* _Problem to work on_:
Only the lines below between the ones containing "it('shows required indicator" and "element?.textContent === 'Start Date*').length", inclusive, are to be reproduced, each exactly as it stands.

(Stored data entries)
*** Begin section ***
PR #906, opened 2026-03-17
Add DateField component

konukselim:
Implement DateField which supports taking dates either in ISO 8601 or epoch seconds. Overrode the parse and format of `useField` hook to be able to convert provided string dates into BaseUI DatePicker's expected Date.

For now this override will block users to provide their own parse or format methods. Later the logic can be changed to allow users provide their own parse & format methods.

- [ ] Refactor
- [x] Feature
- [ ] Bug Fix
- [ ] Optimization
- [ ] Documentation Update

**What changed?**

**Why?**

**How did you test it?**

**Potential risks**

**Release notes**

**Documentation Changes**

### DIFF
--- a/javascript/packages/core/components/form/fields/date/__tests__/date-field.test.tsx
+++ b/javascript/packages/core/components/form/fields/date/__tests__/date-field.test.tsx
@@ -1,0 +1,96 @@
+import { render, screen } from '@testing-library/react';
+
+import { DateField } from '#core/components/form/fields/date/date-field';
+import { DATE_FORMAT } from '#core/components/form/fields/date/types';
+import { buildWrapper } from '#core/test/wrappers/build-wrapper';
+import { getBaseProviderWrapper } from '#core/test/wrappers/get-base-provider-wrapper';
+import { getFormProviderWrapper } from '#core/test/wrappers/get-form-provider-wrapper';
+import { getIconProviderWrapper } from '#core/test/wrappers/get-icon-provider-wrapper';
+
+const wrapper = buildWrapper([
+  getBaseProviderWrapper(),
+  getIconProviderWrapper(),
+  getFormProviderWrapper({}),
+]);
+
+describe('DateField', () => {
+  it('renders with label', () => {
+    render(<DateField name="date" label="Start Date" />, wrapper);
+
+    expect(screen.getByText('Start Date')).toBeInTheDocument();
+  });
+
+  it('shows required indicator when required', () => {
+    render(<DateField name="date" label="Start Date" required />, wrapper);
+
+    expect(
+      screen.getAllByText((_, element) => element?.textContent === 'Start Date*').length
+    ).toBeGreaterThan(0);
+  });
+
+  it('displays caption text', () => {
+    render(<DateField name="date" label="Start Date" caption="Select a start date" />, wrapper);
+
+    expect(screen.getByText('Select a start date')).toBeInTheDocument();
+  });
+
+  it('displays help tooltip when description is provided', () => {
+    render(
+      <DateField name="date" label="Start Date" description="When the pipeline should start" />,
+      wrapper
+    );
+
+    expect(screen.getByRole('img', { name: 'help' })).toBeInTheDocument();
+  });
+
+  it('renders with placeholder', () => {
+    render(<DateField name="date" label="Start Date" />, wrapper);
+
+    expect(screen.getByPlaceholderText('MM/dd/yyyy')).toBeInTheDocument();
+  });
+
+  it('hides placeholder when disabled', () => {
+    render(<DateField name="date" label="Start Date" disabled />, wrapper);
+
+    expect(screen.queryByPlaceholderText('MM/dd/yyyy')).not.toBeInTheDocument();
+  });
+
+  it('hides placeholder when readOnly', () => {
+    render(<DateField name="date" label="Start Date" readOnly />, wrapper);
+
+    expect(screen.queryByPlaceholderText('MM/dd/yyyy')).not.toBeInTheDocument();
+  });
+
+  it('displays initial value with ISO format', () => {
+    render(
+      <DateField name="date" label="Start Date" dateFormat={DATE_FORMAT.ISO_DATE_STRING} />,
+      buildWrapper([
+        getBaseProviderWrapper(),
+        getIconProviderWrapper(),
+        getFormProviderWrapper({ initialValues: { date: '2024-01-15T00:00:00.000Z' } }),
+      ])
+    );
+
+    expect(screen.getByDisplayValue('01/15/2024')).toBeInTheDocument();
+  });
+
+  it('displays initial value with epoch format', () => {
+    // 1705276800 = 2024-01-15T00:00:00.000Z
+    render(
+      <DateField name="date" label="Start Date" dateFormat={DATE_FORMAT.EPOCH_SECONDS} />,
+      buildWrapper([
+        getBaseProviderWrapper(),
+        getIconProviderWrapper(),
+        getFormProviderWrapper({ initialValues: { date: '1705276800' } }),
+      ])
+    );
+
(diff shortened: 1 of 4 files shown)


javascript/packages/core/components/form/fields/date/use-date-formatters.ts
```diff
@@ -0,0 +1,60 @@
...
+      : (value: string | null) => (value ? new Date(value) : null);
+
+  const fromDate =
+    dateFormat === DATE_FORMAT.EPOCH_SECONDS
+      ? (date: Date | null) => (date ? String(getEpochSecondsFromDate(date)) : null)
+      : (date: Date | null) => (date ? date.toISOString() : null);
+
+  return {
+    format: (value: string | null) => translateUTCDateToUserTimezone(toDate(value)),
+    parse: (value: Date | null) => fromDate(translateUserDateToUTC(value))!,
```
craigmarker: I don't think this non-null assertion is correct, seeing that fromDate definitely can return null. What am I i missing?

javascript/packages/core/components/form/fields/date/date-field.tsx
```diff
@@ -0,0 +1,99 @@
...
+      },
+    },
+  },
+};
+
+const isEmptyInputValue = (value: unknown): boolean => {
+  return isNil(value) || value === '' || (isArray(value) && !value.length);
+};
+
+export const DateField: React.FC<DateFieldProps> = ({
```
craigmarker, line 13: nit: prefer placing primary export as the first definition after imports.

javascript/packages/core/components/form/fields/date/use-date-formatters.ts
```diff
@@ -0,0 +1,60 @@
...
+ *
+ * The format pipeline converts stored values to display values:
+ *   Date format string → Date → timezone-adjusted Date
+ *
+ * The parse pipeline converts display values back to stored values:
+ *   timezone-adjusted Date → UTC Date → Date format string
+ *
+ * @param dateFormat - Controls the persisted date format (epoch or ISO).
+ */
+export function useDateFormatters(
```
craigmarker, line 21: nit: prefer placing primary export as the first definition after imports.

javascript/packages/core/components/form/fields/date/__tests__/date-field.test.tsx
```diff
@@ -0,0 +1,96 @@
+import { render, screen } from '@testing-library/react';
+
+import { DateField } from '#core/components/form/fields/date/date-field';
+import { DATE_FORMAT } from '#core/components/form/fields/date/types';
+import { buildWrapper } from '#core/test/wrappers/build-wrapper';
+import { getBaseProviderWrapper } from '#core/test/wrappers/get-base-provider-wrapper';
+import { getFormProviderWrapper } from '#core/test/wrappers/get-form-provider-wrapper';
+import { getIconProviderWrapper } from '#core/test/wrappers/get-icon-provider-wrapper';
+
+const wrapper = buildWrapper([
```
craigmarker, line 10: nit: consider inlining the wrapper definition. in case any new test cases emerge that would change this default wrapper instantiation in a way that obscures each tests' requirements.

javascript/packages/core/components/form/fields/date/date-field.tsx
```diff
@@ -0,0 +1,99 @@
...
+  placeholder,
+  disabled,
+  description,
+  caption,
+  noFutureDate,
+  dateFormat = DATE_FORMAT.ISO_DATE_STRING,
+}) => {
+  const { format, parse } = useDateFormatters(dateFormat);
+
+  // Date format can be epoch seconds string or ISO string
```
craigmarker:
```suggestion
```

IMO, should use props definition to get this info

javascript/packages/core/components/form/fields/date/types.ts
```diff
@@ -0,0 +1,20 @@
+import type { BaseFieldProps } from '../types';
+
+export interface DateFieldProps extends BaseFieldProps<string> {
+  /** @default DATE_FORMAT.ISO_DATE_STRING */
+  dateFormat?: DATE_FORMAT;
+  /** Restricts selectable dates to today or earlier */
```
craigmarker:
```suggestion
  /** 
     * Restricts selectable dates to today or earlier 
     * @default false
     */
```

craigmarker (changes requested):

javascript/packages/core/components/form/fields/date/use-date-formatters.ts
konukselim: The changes were causing type mismatch when I use parse with `useField` hook since parse method passed to `useField<string>` hook was expecting the return type to be `string`. So I ended up putting a non-null assertion since I couldn't find another way. That's clearly wrong approach.

However, the stored type in form state is always string. The null only belongs on the `InputValue` side because DatePicker displays null when there's no date. Having a separate `InputValue` type simplified many implementation details. Please have another look at this hook implementation.

javascript/packages/core/components/form/fields/date/date-field.tsx
konukselim: Correct me if I'm wrong but I guess the rationale behind this request is for readability concerns so that if someone else look at the code they could easily start from the top to read without any distraction like in [newspaper code structure](https://kentcdodds.com/blog/newspaper-code-structure)

However, here `READ_ONLY_OVERRIDES` and `isEmptyInputValue` are const bindings and DateField implementation references them. I can convert them to function for hoisting reasons but it feels an unnecessary change to me.

I can import overrides from `styled-components.ts` and helper function from a `util.ts` but creating these files just for a simple override and a util method feels unnecessary and a bad trade-off to me. I'd love to hear your opinion on what could have been done to move the primary export to the top.

javascript/packages/core/components/form/fields/date/__tests__/date-field.test.tsx
konukselim: I am sorry but I disagree with you on this - The default wrapper represents the "no special state" baseline. Tests that need specific setup(like initial values in my case) already construct their own inline. Inlining the default would add repetition across 7 tests without improving clarity, and actually make it harder to spot which tests have custom setup. This also follows the same pattern used in [form.test.tsx](https://github.com/michelangelo-ai/michelangelo/blob/main/javascript/packages/core/components/form/__tests__/form.test.tsx#L567)

javascript/packages/core/components/form/fields/date/date-field.tsx
craigmarker: My understanding is similar to yours: newspaper code structure (TIL about that terminology) can improve readability.

For the `isEmptyInputValue`, I would switch to using function and move below DateField. Another TIL was that Google style guide actually [recommends function expressions for named functions](https://google.github.io/styleguide/tsguide.html#function-declarations).

For `READ_ONLY_OVERRIDES`, I'd consider inlining and extracting to a [style-components.ts function like buildSelectOverrides](https://github.com/michelangelo-ai/michelangelo/blob/c54c776840b7f946ec8f4c19c65ddafe54327ecb/javascript/packages/core/components/form/fields/select/build-select-overrides.ts#L6) if the styles ever become more complex.

Happy to chat more about either of these and ensure we're aligned 👍🏻

javascript/packages/core/components/form/fields/date/__tests__/date-field.test.tsx
craigmarker: Thanks for the opinion! Let's sync offline on this—no need to block on this. We'll document the approach moving forward for clarity.

craigmarker (approved):

javascript/packages/core/components/form/fields/date/date-field.tsx
konukselim: I also didn't know Google's recommendation. Thanks for sharing that. Turned named function into function expression and moved it to the bottom and inlined overrides 👍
*** End section ***
* _Output for this exercise_:
+  it('shows required indicator when required', () => {
+    render(<DateField name="date" label="Start Date" required />, wrapper);
+
+    expect(
+      screen.getAllByText((_, element) => element?.textContent === 'Start Date*').length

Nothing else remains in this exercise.